Phase 3: Test full cycle

  • 3.1 Deploy → verify accessible → undeploy → verify clean
  • 3.2 Redeploy to confirm idempotency

Phase 4: Update user docs

  • 4.1 Update tailscale-setup.md to use ./uis deploy / ./uis undeploy where appropriate ✓
  • 4.2 Keep manual Tailscale account setup steps (Steps 1-5) as-is — those are external (Tailscale website) ✓
  • 4.3 Update Step 6: change from editing generated/kubernetes/kubernetes-secrets.yml directly to editing .uis.secrets/config/00-common-values.env + running ./uis secrets generate
  • 4.4 Remove Step 7 (kubectl apply): replaced with verification step using 801 playbook ✓
  • 4.5 Update Steps 8-10: replaced with ./uis deploy, per-service scripts unchanged ✓
  • 4.6 Review tailscale-internal-ingress.md: updated docker exec commands to ./uis shell

Research: Tailscale Wildcard DNS Status (2026-02-22)

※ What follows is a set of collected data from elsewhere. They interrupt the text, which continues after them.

PR #1039, opened 2025-10-11
Incorporate telemetry logLevels across the driver

samikshya-db:
## Description
- LogLevels were added to telemetry as part of #1032 , This PR integrates it across the driver
- Add telemetry for timeout exceptions (it was not added before)
- For error throws for fallback mechanisms we are only throwing a warn rather than error/fatal (Example : fallback to Thrift, try-catch to build resultSet etc.)

## Testing
- Manually tested logLevels
- Added unit testing

- The following are not included as part of the PR/ will be included in later PRs : 
  - We plan to add more logs to other telemetry logLevels subsequently. Also see[ internal doc](https://docs.google.com/document/d/1EmsW4jYMtpvjlLovyRQsOwqIBAN-MAcOZKAS0Bm0c7Q/edit?tab=t.0)
  - Testing telemetry for driver retry logic and make sure it works well
  -  Group null statementIds before sending it to the endpoint. 
  - Addition of redacted stackTrace in telemetry 
  - For errors in batch operation, we will have to figure out how to log only once in fatal telemetry log.
  - Add logLevel field in server proto

### DIFF
--- a/src/main/java/com/databricks/jdbc/dbclient/impl/common/TimeoutHandler.java
+++ b/src/main/java/com/databricks/jdbc/dbclient/impl/common/TimeoutHandler.java
@@ -68,7 +68,7 @@ public class TimeoutHandler {
               "Statement execution timed-out after %d seconds. Operation: %s",
               timeoutSeconds, operationDescription);
       LOGGER.error(timeoutErrorMessage);
-      throw new DatabricksTimeoutException(timeoutErrorMessage, null, internalErrorCode);
+      throw new DatabricksTimeoutException(timeoutErrorMessage, /*cause*/ null, internalErrorCode);
     }
   }
 


src/main/java/com/databricks/jdbc/dbclient/impl/common/TimeoutHandler.java
```diff
@@ -59,8 +68,7 @@ public void checkTimeout() throws DatabricksTimeoutException {
               "Statement execution timed-out after %d seconds. Operation: %s",
               timeoutSeconds, operationDescription);
       LOGGER.error(timeoutErrorMessage);
-
-      throw new DatabricksTimeoutException(timeoutErrorMessage);
+      throw new DatabricksTimeoutException(timeoutErrorMessage, null, internalErrorCode);
```
gopalldb: nit: add /* paramName */ for null

Issue #1047, opened 2025-10-22
[FEATURE] Support for More Than 256 Parameters or Option to Disable Parameterized Queries for Batched Inserts


josecsotomorales:
**Summary**

The Databricks OSS JDBC driver, as of v3.0.1, currently limits prepared statements to a maximum of 256 parameters. This limitation prevents the driver from efficiently executing large batched inserts, as each statement must be sent individually.

This issue proposes either:
	1.	Lifting or expanding the 256-parameter limit, or
	2.	Providing a connection/property flag to disable parameterized queries — allowing client-side interpolation and enabling true multi-row batch inserts.

⸻

**Background**

In its current form, the OSS driver always relies on parameterized execution for batches. However, this approach:
	•	Caps the total number of bound parameters to 256.
	•	Forces each statement in a batch to be executed individually.
	•	Severely limits throughput for large datasets.

For example, inserting a large DataFrame results in multiple round-trips, each limited by the 256-parameter constraint:

```sql
INSERT INTO table (col1, col2, col3) VALUES (?, ?, ?)
```

→ repeated many times, instead of a single optimized multi-row insert like:

```sql
INSERT INTO table (col1, col2, col3)
VALUES (1, 2, 3), (4, 5, 6), (7, 8, 9)
```

⸻

**Problem**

Checked whether Tailscale now supports wildcard DNS, which would eliminate the need for per-service ingresses.

Finding: The per-service approach is still required for public internet access.

  • MagicDNS subdomain resolution was implemented (GitHub #1196, closed as completed). Subdomains like service.machine.tailnet.ts.net can now resolve within the tailnet.
  • Funnel (public internet) does NOT support wildcard domains. GitHub #15434 remains open — accessing team123.device.tailnet.ts.net from the public internet gives DNS errors.
  • MagicDNS still doesn't allow arbitrary DNS records — the DNS docs explicitly state this.

Impact on this plan: The per-service ingress approach (./networking/tailscale/802-tailscale-tunnel-deploy.sh whoami) remains the correct pattern. Each service needs its own Tailscale ingress pod for public internet access via Funnel.


Design Decision: Deploy Strategy

Decision: Use 802 as the deploy playbook. The 801 playbook remains a manual one-time tool.

Rationale: Stage 1 (801) is a one-time setup where you connect to Tailscale, verify your keys work, and store the verified secrets in .uis.secrets/. This is the same pattern as creating the Tailscale account itself — a manual prerequisite, not an automated step. Once secrets are in place, 802 can deploy fully automatically by reading them from Kubernetes.